The secret will be securely passed as an environment variable to the compilation batch job and the ECS tasks running the inference server.

Neuronx Compiler

[!WARNING] This construct uses an Inferentia2 instance on EC2. You may need to increase your service quota for Inferentia2 instances in your AWS account.

This construct compiles models supported by Neuronx and uploads them to the specified S3 bucket. The construct automatically selects the required instance type based on the number of model parameters.

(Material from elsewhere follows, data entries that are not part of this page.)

PR #1692, opened 2025-01-08
Added constructor overload to PhotonCameraSim for AprilTagFieldLayout

### LINKED ISSUE #1691: AprilTagLayout should be configurable in PhotonCameraSim
Currently, in PhotonCameraSim.java the april tag field layout is set to the default layout as follows:

``` java
  private final AprilTagFieldLayout tagLayout =
            AprilTagFieldLayout.loadField(AprilTagFields.kDefaultField);
```

It is not possible to change this variable. 
A constructor overload can be added to define the AprilTag layout.

JochemvdBroek:
Closes #1691

### DIFF
--- a/photon-lib/src/main/java/org/photonvision/simulation/PhotonCameraSim.java
+++ b/photon-lib/src/main/java/org/photonvision/simulation/PhotonCameraSim.java
@@ -81,8 +81,7 @@ public class PhotonCameraSim implements AutoCloseable {
     private double minTargetAreaPercent;
     private PhotonTargetSortMode sortMode = PhotonTargetSortMode.Largest;
 
-    private AprilTagFieldLayout tagLayout =
-            AprilTagFieldLayout.loadField(AprilTagFields.kDefaultField);
+    private final AprilTagFieldLayout tagLayout;
 
     // video stream simulation
     private final CvSource videoSimRaw;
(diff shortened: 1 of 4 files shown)


mcm001 (approved):
Seems reasonable, assuming this does what ya need it to now

photon-lib/src/main/java/org/photonvision/simulation/PhotonCameraSim.java
```diff
@@ -81,7 +81,7 @@ public class PhotonCameraSim implements AutoCloseable {
     private double minTargetAreaPercent;
     private PhotonTargetSortMode sortMode = PhotonTargetSortMode.Largest;
 
-    private final AprilTagFieldLayout tagLayout =
+    private AprilTagFieldLayout tagLayout =
```
spacey-sooty, line 84: This can stay final if you instead do a compiler overload with a default.

spacey-sooty:
> Seems reasonable, assuming this does what ya need it to now

Do we want Python and C++ to have this as well?

JochemvdBroek:
@spacey-sooty, I am not familiar enough with c++ to make these changes, so it would be a big help if you could look at it. Could you then also change the tagLayout back to final?

spacey-sooty:
> @spacey-sooty, I am not familiar enough with c++ to make these changes, so it would be a big help if you could look at it. Could you then also change the tagLayout back to final?

Not an issue, thanks for opening a PR and detailed issue :)

photon-lib/src/main/native/include/photon/simulation/PhotonCameraSim.h
```diff
@@ -51,6 +51,8 @@ class PhotonCameraSim {
  public:
   explicit PhotonCameraSim(PhotonCamera* camera);
   PhotonCameraSim(PhotonCamera* camera, const SimCameraProperties& props);
+  PhotonCameraSim(PhotonCamera* camera, const SimCameraProperties& props,
+                  const frc::AprilTagFieldLayout& tagLayout);
```
mcm001, line 55: Consider using a default argument instead of an overloaded constructor. Not sure which is more idiomatic.

PR #1695, opened 2025-01-08
Calibration card and PV input styling

DevonRD:
Images are before and after comparison.
Does the following:
- Fixes several styling issues with pv-* input elements, including top padding, vertical alignment, and allocated input width
image
image

- Conforms the calibration details modal to overall styling and spacing standards
image
image
 (left the blank table there on empty calibrations to give the user a sense of what they might see if they don't have any)


mcm001 (approved):
Pretttyyyyyy

PR #1711, opened 2025-01-12
Don't cancel in-progress on main

mcm001:


crschardt (approved):
LGTM

mcm001:
Actually, is this behavior something we want? I can see an argument for not gumming up Actions when we merge a lot of stuff quickly.

crschardt:
> Actually, is this behavior something we want? I can see an argument for not gumming up Actions when we merge a lot of stuff quickly.

I guess it depends on if there is any value for those Actions completing for every merge to main. If there is a workflow failure, after merging, would it help to see which merge caused the failure? If we cancel the Actions, then a string of merges might lead to a failed action but it wouldn't be clear which specific merge caused the problem.

mcm001:
Yeah that's exactly what i was trying to get at. Peter mentioned that allwpilib had seen formatting failures sneak in, but nothing major/breaking. Generally I dont think we have a terribly long queue if we just wait a bit after merging a bunch.

Also need to update other build workflows.

Gold856:
Nah, I prefer new commits canceling the workflows of old commits.

mcm001:
Why?

samfreund:
Concur that we should cancel, there's no benefit to letting old runners continue, and we're short on runners as-is.

PR #1713, opened 2025-01-12
Yolo duplication fix

Sam948-byte:
Somebody wanted a description, so here I am.

This PR fixes an error which caused the discoverModels function to be rerun after each upload of a new model, but without clearing the list of available models.  This causes any models that were on the list prior to the import to be duplicated.  This PR also makes it so that uploading a model automatically updates the list of available models.


Sam948-byte:
so it says fix, but it might be broken now.  Lemme test.

Sam948-byte:
tested on Chris's opi and it works

gerth2 (commented):
works

gerth2 (approved):

PR #1714, opened 2025-01-12
Create sanitizer build mode (Gcc only)

mcm001:
Add gradle arg to add asan/tsan/lsan flags. Might also want to consider ubsan at some point too, and adding this to CI.


Gold856:
PR incorporated as part of #1799

PR #2505, opened 2026-05-25
move image-metadata def to config manager

samfreund:
This PR adjusts the definition of the image-metadata file to live in the ConfigManager, instead of being hardcoded in the OsImageMetadata file.


mcm001:
Looks like the CWD isn't quite correct

mcm001 (dismissed):

samfreund:
Per https://github.com/PhotonVision/photonvision/actions/runs/30427219217/job/90497057748#step:8:305 it would seem this is no longer needed as we've updated the name for the config file. If we want to merge so the source of truth gets moved into the config manager, that works for me.

mcm001 (approved):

NeuronxCompiler architecture

import * as ec2 from "aws-cdk-lib/aws-ec2";
import * as s3 from "aws-cdk-lib/aws-s3";
import { NeuronxCompiler, Model } from "aws-cdk-neuronx-patterns";

declare const vpc: ec2.Vpc;
declare const bucket: s3.Bucket;
declare const image: INeuronxContainerImage;

const compiler = new NeuronxCompiler(this, "NeuronxCompiler", {
  vpc,
  bucket,
  model: Model.fromHuggingFace("HuggingFaceTB/SmolLM-135M-Instruct"),
  artifactS3Prefix: "my-compiled-artifacts",
  image,
});

const compiledModel = compiler.compile();

// Get the compiled artifacts from this S3 URL
new cdk.CfnOutput(this, "CompiledArtifact", {
  value: compiledModel.s3Url,
});

Spot Instance

[!WARNING] If you use Spot Instances, verify that your service quota for Spot instances has been increased.

You can reduce costs by using Spot Instances for compilation:

import * as ec2 from "aws-cdk-lib/aws-ec2";
import * as s3 from "aws-cdk-lib/aws-s3";
import { NeuronxCompiler, Model } from "aws-cdk-neuronx-patterns";

declare const vpc: ec2.Vpc;
declare const bucket: s3.Bucket;
declare const image: INeuronxContainerImage;

new NeuronxCompiler(this, "NeuronxCompiler", {
  vpc,
  bucket,
  model: Model.fromHuggingFace("HuggingFaceTB/SmolLM-135M-Instruct"),
  artifactS3Prefix: "my-compiled-artifacts",
  image,
  spot: true, // Enable Spot Instances
});

API Reference

For detailed API documentation, see API.md.

Cost Considerations

[!IMPORTANT] This library deploys AWS resources that incur costs:
Inferentia2 instances (EC2) - Significant hourly costs
Application Load Balancer - Hourly and data processing charges
NAT Gateway - Hourly and data processing charges
S3 storage - Storage and request charges
Data transfer - Charges for data transfer out

For cost estimates, use the AWS Pricing Calculator.

Cost optimization tips:

Use Spot Instances for compilation jobs (can save up to 90%)
Delete resources when not in use (cdk destroy)
Use appropriate instance sizes for your workload
Monitor usage with AWS Cost Explorer

Troubleshooting

Common Issues

Issue: "Service quota exceeded for Inferentia2 instances"

Solution: Request a quota increase via the Service Quotas console
Navigate to: EC2 → Running On-Demand Inf instances

Issue: "Compilation job fails"

Check AWS Batch job logs in CloudWatch Logs
Verify the model exists on HuggingFace
Ensure sufficient disk space and memory for the model size

Issue: "ECS tasks fail to start"

Check ECS task logs in CloudWatch
Verify S3 bucket permissions
Ensure the compiled model exists in S3

Issue: "Health check failures"

Increase health check grace period
Verify security group rules allow ALB to reach ECS tasks
Check container logs for startup errors

Debugging

View logs in CloudWatch:

# Batch job logs
aws logs tail /aws/batch/job --follow

# ECS task logs
aws logs tail /ecs/vllm-inference --follow

Security Best Practices

Secrets Management: Always use AWS Secrets Manager for sensitive data (HuggingFace tokens, API keys)
IAM Roles: Follow the principle of least privilege for IAM roles
VPC Configuration:
- Deploy ECS tasks in private subnets
- Use security groups to restrict traffic
- Enable VPC Flow Logs for monitoring
S3 Buckets:
- Enable encryption at rest
- Use bucket policies to restrict access
- Enable versioning for compiled models
ALB:
- Use HTTPS with ACM certificates in production
- Enable access logs for auditing

Contributing

Contributions are welcome! Please feel free to submit a Pull Request.

License

This library is licensed under the Apache-2.0 License. See the LICENSE file.